Ela me abraçou e então tirou a roupa e ficou só de calcinha, me mostrando as marcas de chupadas que ele tinha deixado nos seios, no pescoço e no bumbum dela. Isso me deixou com um tesão danado. Como viu que eu estava com tesão, me perguntou se eu não queria ver como ele tinha deixado a bucetinha da minha esposa, não resisti e pedi pra ela tirar a calcinha. Ela deitou-se no sofá e pediu pra eu tirar sua calcinha, tirei rapidamente e tive uma visão maravilhosa da bucetinha dela, estava bem vermelha e muito inchada. Ela me pediu pra colocar os dedos e ver o estrago que ele tinha feito, comecei a passar os dedos e realmente estava bem larguinha e toda ensopada ainda. Perguntei a ela se tinha deixado ele gozar dentro, ela me disse que não queria, mas que na hora, com o pau dele todo atolado na buceta, empurrando tudo e tirando, ela não conseguiu resistir e pediu pra ele encher ela de porra pra ela mostrar pra mim quando chegasse em casa. Eu estava a mil, e ela me perguntou se eu estava contente de saber que minutos antes minha esposa tinha me corneado com um pauzudo, se eu estava feliz de saber que um pauzão de verdade tinha comido gostoso a bucetinha da minha esposa, eu disse que estava super feliz. Então ela me disse que ainda estava com tesão e me perguntou se eu teria coragem de chupar a buceta dela do jeito que ela estava, toda melecada. Não resisti e caí de boca, chupei muito, deixei a buceta da minha mulher completamente seca.
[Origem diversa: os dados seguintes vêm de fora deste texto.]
PR #25962, opened 2026-08-09
fix(connectors): align custom run admission

### LINKED ISSUE #25957: fix(connectors): align custom run admission with builtin credential availability
## Background

Parent: #25312

Builtin and Custom connectors currently use different admission rules when a new run is created.

- Builtin firewalls and runtime targets are included only when the member has a current compatible connection whose runtime credential status is usable.
- Custom target membership is selected from the agent grant and definition even when the member is disconnected, must reconnect, or has storage that the current definition cannot interpret.

The Custom behavior enables an initially unavailable target to recover inside the same run, but no current product requirement depends on that capability. Extending Builtin registration, synchronization, routing pinning, mutation wake-ups, and auth ownership solely to reproduce it would add a second recovery path and deployment surface without a demonstrated need.

## Goal

Align Custom **new-run admission** with the existing Builtin behavior:

- A grant determines which connector may be considered for the run.
- A current compatible and usable member connection determines whether its firewall and runtime target are admitted into that new run.
- Credential or routing unavailability excludes the Custom firewall and target from that run rather than persisting an unpinned target for later first admission.
- A later reconnect makes the connector available to later runs; it does not expand a run that has already started.

This changes future-run selection only. It does not make credential availability tear down a valid target already owned by an active run.

## Required behavior

| Connector state at run creation | New run | Already-active pinned run |
| --- | --- | --- |
| Current compatible credentials and complete routing inputs | Include firewall, policy, and target | Continue normal synchronization and auth |
| Disconnected or reconnect required | Omit firewall and target | Keep the validated firewall/policy; auth fails until restored |
| Storage incompatible | Omit firewall and target without reading stale values | Keep last-known-good executable state; current auth remains unavailable |
| Reconnected after the run started | Available to later runs | Do not dynamically add a target that was absent at run creation |

Connector skills remain selected from the agent grant and definition, matching the existing Builtin skill-selection boundary. A missing runtime target does not remove an otherwise selected connector skill from the run.

## Scope

- Filter Custom rows at the run-creation boundary before they contribute firewall, permission policy, reserved auth aliases, or `connectorRuntimeTargets`.
- Require current storage compatibility, usable authentication state, all required current values, and a completely validated route for new-run admission.
- Keep skill selection independent from that runtime admission filter.
- Preserve the shared Custom runtime builder's active-target behavior. Runtime synchronization must still rebuild an already-pinned target from its pinned routing inputs even when current credentials are unavailable.
- Preserve current `/firewall/auth` behavior for active targets: current values are resolved on cache miss, and unavailable credentials fail auth without removing the firewall.
- Remove or update tests that expect an unavailable Custom target to be registered for first admission inside the same run.

## Implementation boundary

Apply the admission filter in the run-creation caller rather than globally inside the shared Custom runtime builder. The same builder is used by active-run synchronization, where filtering on current credential availability would incorrectly remove last-known-good firewall state.

No database migration, Builtin protocol extension, new target state, fixed polling, or new runtime wake-up mechanism is required.

## Acceptance criteria

- [ ] A granted Custom connector with current compatible credentials and valid routing inputs is admitted exactly as today.
- [ ] A disconnected, reconnect-required, storage-incompatible, incomplete, or unroutable Custom connector contributes no firewall, permission policy, auth aliases, or runtime target to a newly created run.
- [ ] The connector's granted skill remains selected under the same rules as a Builtin connector skill.
- [ ] Reconnecting after run creation does not expand that run's target membership; a later run admits the connector.
- [ ] Credential removal or incompatibility after a target is active does not remove its validated firewall or network policy; auth fails through the existing contract.
- [ ] Definition, permission, and pinned-routing synchronization for active Custom targets is unchanged.
- [ ] Builtin connectors, model providers, platform firewalls, and non-connector firewalls are unchanged.
- [ ] Integration coverage exercises disconnected, reconnect-required, storage-incompatible, later-reconnect, and active-run credential-loss cases through run create/claim and runtime-auth entry points.

## Out of scope

- Adding same-run first admission after a connector is reconnected.
- Changing optional auth-entry semantics; tracked by #25958.
- Changing disconnect ownership or upstream revocation; tracked by #25959.
- Changing connector skills, storage versions, permission storage, or active-run last-known-good synchronization.

---
> Compacted on 2026-08-10 from 0 comments.

seven332:
## Summary

- admit Custom connector executable state into a new run only when the member connection is current, credential-complete, and produces a validated routed firewall
- keep granted Custom connector skills independent from executable admission
- preserve the shared active-target builder so existing runs retain pinned firewall and network policy when credentials become unavailable
- replace same-run first-admission expectations with API integration coverage for disconnected, reconnect-required, storage-incompatible, incomplete, unroutable, and later-run recovery states

## Exclusions

- no database migration or persisted schema change
- no API or runner protocol change
- no change to Builtin connectors, optional auth-entry semantics, disconnect ownership, or active-run last-known-good synchronization

## Validation

- `pnpm -F api exec vitest run src/signals/routes/__tests__/run-lifecycle.bdd.test.ts` (147 passed)
- `pnpm -F api lint`
- `pnpm -F api check-types`
- `pnpm knip --workspace api`
- pre-commit: Prettier, full-repository Knip, full-repository type checks, file-size check, and commitlint

Closes #25957

Parent context: #25312

### DIFF
--- a/turbo/apps/api/src/signals/routes/__tests__/run-lifecycle.bdd.test.ts
+++ b/turbo/apps/api/src/signals/routes/__tests__/run-lifecycle.bdd.test.ts
@@ -9601,11 +9601,23 @@ describe("RUN-02: custom connectors, grants, and network policies", () => {
         customConnectorId: saved.connector.id,
       }),
     );
-    await api.requestCancelRun(actor, incompleteRun.runId, [200]);
 
+    context.mocks.ably.publish.mockClear();
     await connectors.setCustomConnectorValues(actor, saved.connector.id, [
       { key: "api_key", kind: "secret", value: "recovered-key" },
     ]);
+    expect(context.mocks.ably.publish).not.toHaveBeenCalledWith(
+      "connector-runtime-sync",
+      {
+        runId: incompleteRun.runId,
+        target: {
+          kind: "custom",
+          customConnectorId: saved.connector.id,
+        },
+      },
+    );
+    await api.requestCancelRun(actor, incompleteRun.runId, [200]);
+
     const longSubdomain = "a".repeat(55);
     await connectors.setCustomConnectorValues(actor, saved.connector.id, [
       { key: "subdomain", kind: "variable", value: longSubdomain },
--- a/turbo/apps/api/src/signals/routes/__tests__/run-lifecycle.bdd.test.ts
+++ b/turbo/apps/api/src/signals/routes/__tests__/run-lifecycle.bdd.test.ts
@@ -8571,7 +8571,7 @@ describe("RUN-02: custom connectors, grants, and network policies", () => {
     expect(cancelled.status).toBe("cancelled");
   });
 
-  it("enforces custom connector permission grants and mounts its generated skill", async () => {
+  it("keeps a granted custom skill independent from runtime admission", async () => {
     const api = createRunsApi(context);
     createBddApi(context).acceptAgentStorageWrites();
     const connectors = createConnectorBddApi(context);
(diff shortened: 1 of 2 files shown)


seven332:
## Code Review: PR #25962

**Reviewed head:** `ec21a817da9460b5e42dcda90f011f1f1f10d328`

### Summary

New-run Custom connector executable admission now requires a current, credential-complete connection and a validated routed firewall, while grant-selected skills and active-run last-known-good synchronization retain their existing boundaries. The Builtin path and serialized contracts are unchanged.

### Findings

No findings.

### Testing

The API lifecycle integration suite passes all 147 tests and covers configured, disconnected, reconnect-required, storage-incompatible, incomplete, unroutable, later-run recovery, active-run credential loss, skill independence, and no same-run wake-up after reconnect. API lint, API type checks, API-scoped Knip, and repository pre-commit checks also pass. The full GitHub CI matrix is still in progress.

### Verdict

LGTM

Ela deitada no sofá, de pernas totalmente arreganhadas, empurrando minha cabeça contra sua buceta, me agradecendo por ter deixado ela meter com outro, dizendo que tinha adorado meter com um pauzudo e me mandando chupar sua buceta toda ensopada. Enquanto eu chupava ela ficava me chamando de corno manso e me falava que eu não sabia como ela tinha gostado de receber o pauzão do Renato inteiro na buceta e dizia que na próxima vez que fosse trepar com o Renato, queria que eu visse bem de perto….
Quando fomos deitar trepamos muito gostoso, só que a buceta dela estava bem larga, meu pau ficava flutuando, ela ria da situação e dizia que de agora em diante eu teria de me acostumar a comer a buceta dela assim bem larga, porque ela não iria mais se contentar apenas com meu pauzinho e não iria mais parar de me por chifres com homens pauzudos.
Foi assim que minha mulher começou a trepar com outro e fez de mim um corno manso muito feliz.